Download or read book Am rico Paredes written by Manuel Medrano and published by University of North Texas Press. This book was released on 2010 with total page 217 pages. Available in PDF, EPUB and Kindle. Book excerpt: Américo Paredes (1915-1999) was a folklorist, scholar, and professor at the University of Texas at Austin who is widely acknowledged as one of the founding scholars of Chicano Studies. Born in Brownsville, Texas, along the southern U.S.-Mexico Border, Paredes’ early experiences impacted his writing during his later years as an academic. He grew up between two worlds—one written about in books, the other sung about in ballads and narrated in folktales. He attended a school system that emphasized conformity and Anglo values in a town whose population was 70 percent Mexican in origin. During World War II, he worked for the International American Red Cross and wrote for the Stars and Stripes army newspaper in the Far East. He returned to Texas with a new bride and a passion for continuing his formal education and his writing. Paredes did both at the University of Texas at Austin, where he completed his Ph.D. in 1956. With the publication of his dissertation, “With His Pistol in His Hand”: A Border Ballad and Its Hero in 1958, Paredes soon emerged as a challenger to the status quo. His book questioned the mythic nature of the Texas Rangers and provided an alternative counter-cultural narrative to the existing traditional narratives of Walter Prescott Webb and J. Frank Dobie, among others. For the next forty years he was a brilliant teacher and prolific writer who championed the preservation of border culture and history. He was a soft-spoken, at times temperamental, yet fearless professor. He was a co-founder in 1970 of the Center for Mexican American Studies at the University of Texas at Austin and is credited with introducing the concept of Greater Mexico, decades before its wider acceptance today among transnationalist scholars. He received numerous awards, including La Orden del Aguila Azteca, Mexico’s most prestigious service award to a foreigner. Paredes became a scholar of scholars, guiding many students to become academic leaders. Manuel F. Medrano interviewed Paredes over a five-year period before Paredes’ death in 1999, and also interviewed his family and colleagues. For many Mexican Americans, Paredes’ historical legacy is that he raised, carried, and defended their cultural flag with a dignity that both friends and foes respected.

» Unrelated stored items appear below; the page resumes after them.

PR #870, opened 2020-04-14
chore(changelog): Change the order of changelog. Fix stream merging iss…

bardosmisi:
Change the order of changelog. Fix stream merging issue. Fix regex to match new format of changelog.

#### Type of PR


libs/tools/release/src/changelog/changelog.ts
```diff
@@ -32,31 +32,36 @@ export async function prependChangelogFromLatestTag(
   });
 
   const newChangelogStream: any = getNewChangelog(headerPartial, releaseName);
-
   // Stream for reading the existing changelog. This is necessary because we want to
   // actually prepend the new changelog to the existing one.
-  const previousChangelogStream = createReadStream(changelogPath);
+  const previousChangelogStream: any = createReadStream(changelogPath);
```
lukasholzer, line 37: Please avoid the `any` because propper types help us finding bugs when upgrading dependencies and if they break something with their updates.

```suggestion
  const previousChangelogStream: ReadStream = createReadStream(changelogPath);
```

bardosmisi: Hi, yeah, this is something I don't like either. But further down I use ```readableEnded```, and ts thinks ```ReadStream``` does not have this property. This is why I used ```any```.

bardosmisi:
@lukasholzer , Thanks for checking this 👍 , I will fix and presumably extend unit tests.

thomaspink:
Looks good in general, but the commit type should not be `fix` because it is not related to consumer code that is part of the released package and should also not be part in the changelog itself. 

Please change to `chore`, `build`, etc.

libs/tools/release/src/changelog/changelog.ts
lukasholzer: but the `createReadStream` is from fs and the official node types for fs state that it is from the type `ReadStream` – so maybe investigate a little bit further.. have you tried it without nodejs streams?

lukasholzer:
@ffriedl89 and @tomheller can you take a look at this one? would be nice to merge before we release a new version!

PR #888, opened 2020-04-17
ci: Fix broken barista builder due to update of angular ngcc.

lukasholzer:
Due to the update of the angular version ngcc is creating a json file in the node_modules,
that gets loaded when no package.json is available in the repo. Because npm is searching for something
similar to the package.json. But the due to the fact that it is no package json the npm install
of the fonts and icons will fail.

Adding a package.json does the trick.

### DIFF
--- a/.deployment/k8s-barista-builder/Jenkinsfile
+++ b/.deployment/k8s-barista-builder/Jenkinsfile
@@ -9,9 +9,10 @@ pipeline {
 
   options {
     ansiColor("xterm")
-		buildDiscarder(logRotator(numToKeepStr: '10'))
+    buildDiscarder(logRotator(numToKeepStr: '10'))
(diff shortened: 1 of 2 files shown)


.deployment/k8s-barista-builder/Jenkinsfile
```diff
@@ -24,6 +25,38 @@ pipeline {
 
   stages {
 
+    stage('Checkout Files') {
+      steps {
+        checkout([
+          $class: 'GitSCM',
+          branches: [
+            [name: '*/ci/fix-broken-barista-builder']
```
tomheller, line 33:
```suggestion
            [name: '*/master']
```

lukasholzer:
Build is now up and running again:

image

PR #906, opened 2020-04-22
CI add parallelisation of jobs to reduce build time.

lukasholzer:
## Without Parallelization ~10min
image

## Wit the new Parallelization ~5min
image

### DIFF
--- a/libs/barista-components/empty-state/src/empty-state.ts
+++ b/libs/barista-components/empty-state/src/empty-state.ts
@@ -267,9 +267,11 @@ export class DtEmptyState
    * @breaking-change Remove with version 8.0.0
    */
   _updateLayout(): void {
-    const componentWidth = this._elementRef.nativeElement.getBoundingClientRect()
-      .width;
-    this._updateLayoutForSize(componentWidth);
+    if (this._platform.isBrowser) {
+      const componentWidth = this._elementRef.nativeElement.getBoundingClientRect()
+        .width;
+      this._updateLayoutForSize(componentWidth);
+    }
   }
 }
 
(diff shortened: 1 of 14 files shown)


lukasholzer:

Book George Washington G  mez

    Book Details:
  • Author : Américo Paredes
  • Publisher : Arte Publico Press
  • Release : 1990-06-30
  • ISBN : 9781611921540
  • Pages : 308 pages

Download or read book George Washington G mez written by Américo Paredes and published by Arte Publico Press. This book was released on 1990-06-30 with total page 308 pages. Available in PDF, EPUB and Kindle. Book excerpt: In the 1930s, Américo Paredes, the renowned folklorist, wrote a novel set to the background of the struggles of Texas Mexicans to preserve their property, culture and identity in the face of Anglo-American migration to and growing dominance over the Rio Grande Valley. Episodes of guerilla warfare, land grabs, racism, jingoism, and abuses by the Texas Rangers make this an adventure novel as well as one of reflection on the making of modern day Texas. George Washington GÑmez is a true precursor of the modern Chicano novel.